(Stored data entries)
● ● ● ● ●

PR #156, opened 2024-08-12
Image handling is currently broken

jaresty:
- When you fetch the image source it formats the messages
- If you try to extract them as text at that point, images will not be processed at all
- In order to process images you have to keep the messages intact from source extraction through to insertion

### DIFF
--- a/GPT/gpt.py
+++ b/GPT/gpt.py
@@ -137,17 +137,17 @@ class UserActions:
         """Apply an arbitrary prompt to arbitrary text"""
 
         text_to_process: GPTMessageItem = actions.user.gpt_get_source_text(source)
+        if (
+            text_to_process.get("text", "") == ""
+            and text_to_process.get("image_url", "") == ""
+        ):
+            text_to_process = None  # type: ignore
 
         # Handle special cases in the prompt
         ### Ask is a special case, where the text to process is the prompted question, not selected text
         if prompt.startswith("ask"):
             text_to_process = format_message(prompt.removeprefix("ask"))
             prompt = "Generate text that satisfies the question or request given in the input."
-        elif (
-            text_to_process.get("text", "") == ""
-            and text_to_process.get("image_url", "") == ""
-        ):
-            text_to_process = None  # type: ignore
 
         response = gpt_query(format_message(prompt), text_to_process, destination)
 
--- a/GPT/gpt.py
+++ b/GPT/gpt.py
@@ -207,6 +207,21 @@ class UserActions:
             # Skip inserting the response if the user is just viewing the thread in the window
             actions.user.confirmation_gui_refresh_thread()
 
+        match method:
+            case "thread":
+                GPTState.push_thread(format_messages("user", [gpt_message]))
+                return
+            case "newThread":
+                GPTState.new_thread()
+                GPTState.push_thread(format_messages("user", [gpt_message]))
+                return
+
+        if gpt_message.get("type") != "text":
+            actions.app.notify(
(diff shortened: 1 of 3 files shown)


GPT/gpt.py
```diff
@@ -138,27 +138,22 @@ def gpt_apply_prompt(prompt: str, source: str = "", destination: str = ""):
 
         text_to_process: GPTMessageItem = actions.user.gpt_get_source_text(source)
 
-        # If after creating the message there wasn't anything in the text_to_process, set it to None so
```
jaresty, line 141: This check was blocking images from being processed

GPT/gpt.py
```diff
@@ -212,72 +207,75 @@ def gpt_insert_response(
             # Skip inserting the response if the user is just viewing the thread in the window
             actions.user.confirmation_gui_refresh_thread()
 
+        message_text_no_images = extract_message(gpt_message)
```
jaresty, line 210: Extract message currently returns text so if there's an image here it will return an empty string

lib/modelState.py
```diff
@@ -40,6 +40,11 @@ def disable_thread(cls):
     @classmethod
     def push_context(cls, context: GPTMessageItem):
         """Add the selected text to the stored context"""
+        if context.get("type") != "text":
```
jaresty, line 43: This ensures that images don't get inserted into the system messages since that would cause an error

GPT/gpt.py
```diff
@@ -138,27 +138,22 @@ def gpt_apply_prompt(prompt: str, source: str = "", destination: str = ""):
 
         text_to_process: GPTMessageItem = actions.user.gpt_get_source_text(source)
 
-        # If after creating the message there wasn't anything in the text_to_process, set it to None so
-        # we don't send meaningless data to the model
-        if text_to_process.get("text", "") == "":
-            text_to_process = None  # type: ignore
```
C-Loftus, line 144: Unless I am missing other change, we still need to set this here since otherwise it will pass empty messages when using `model please`. Updated the check to check for both images and text and only then setting it to be None.

```suggestion
       if text_to_process.get("text", "") == "" and text_to_process.get("image_url") == "":
            text_to_process = None  # type: ignore
```

jaresty: There is one issue with that - when using a thread you won't always have text you are trying to modify.  You could be asking followup questions about the context that is already in the thread, in which case there would not be any text to modify.  I regularly add things to the context or ask questions with no target text.  Sometimes I do it just to ask a question about general knowledge (i.e. who is Kevin Bacon?)

jaresty: Maybe model please should be a special case that requires the text to be present.

C-Loftus: Sorry I am not following your comment. `text_to_process` is just a variable that is passed through and eventually gets concatenated to the prompt if it is not `None`. If the user didn't pass in any text or an image we don't want to concatenate an empty message and we can ignore this variable. I don't think this affects threading at all. 

We still can use the thread or context if this variable is None.

jaresty: I couldn't apply your change for some reason, but I did it in the next commit for all prompts other than 'ask'.

jaresty: oh I see what you mean-my bad. I'll change it back

C-Loftus (approved):
Made two quick edits. If the user wanted to append to the thread, we want to refresh the GUI. The gui refresh function won't do anything if it is closed so its fine either way.

thanks for help cleaning this up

● ● ● ● ●

HOW TO COMPLETE THIS TASK: The sole thing to report is how many lines in the data hold the string "context".

ANSWER BELOW: 5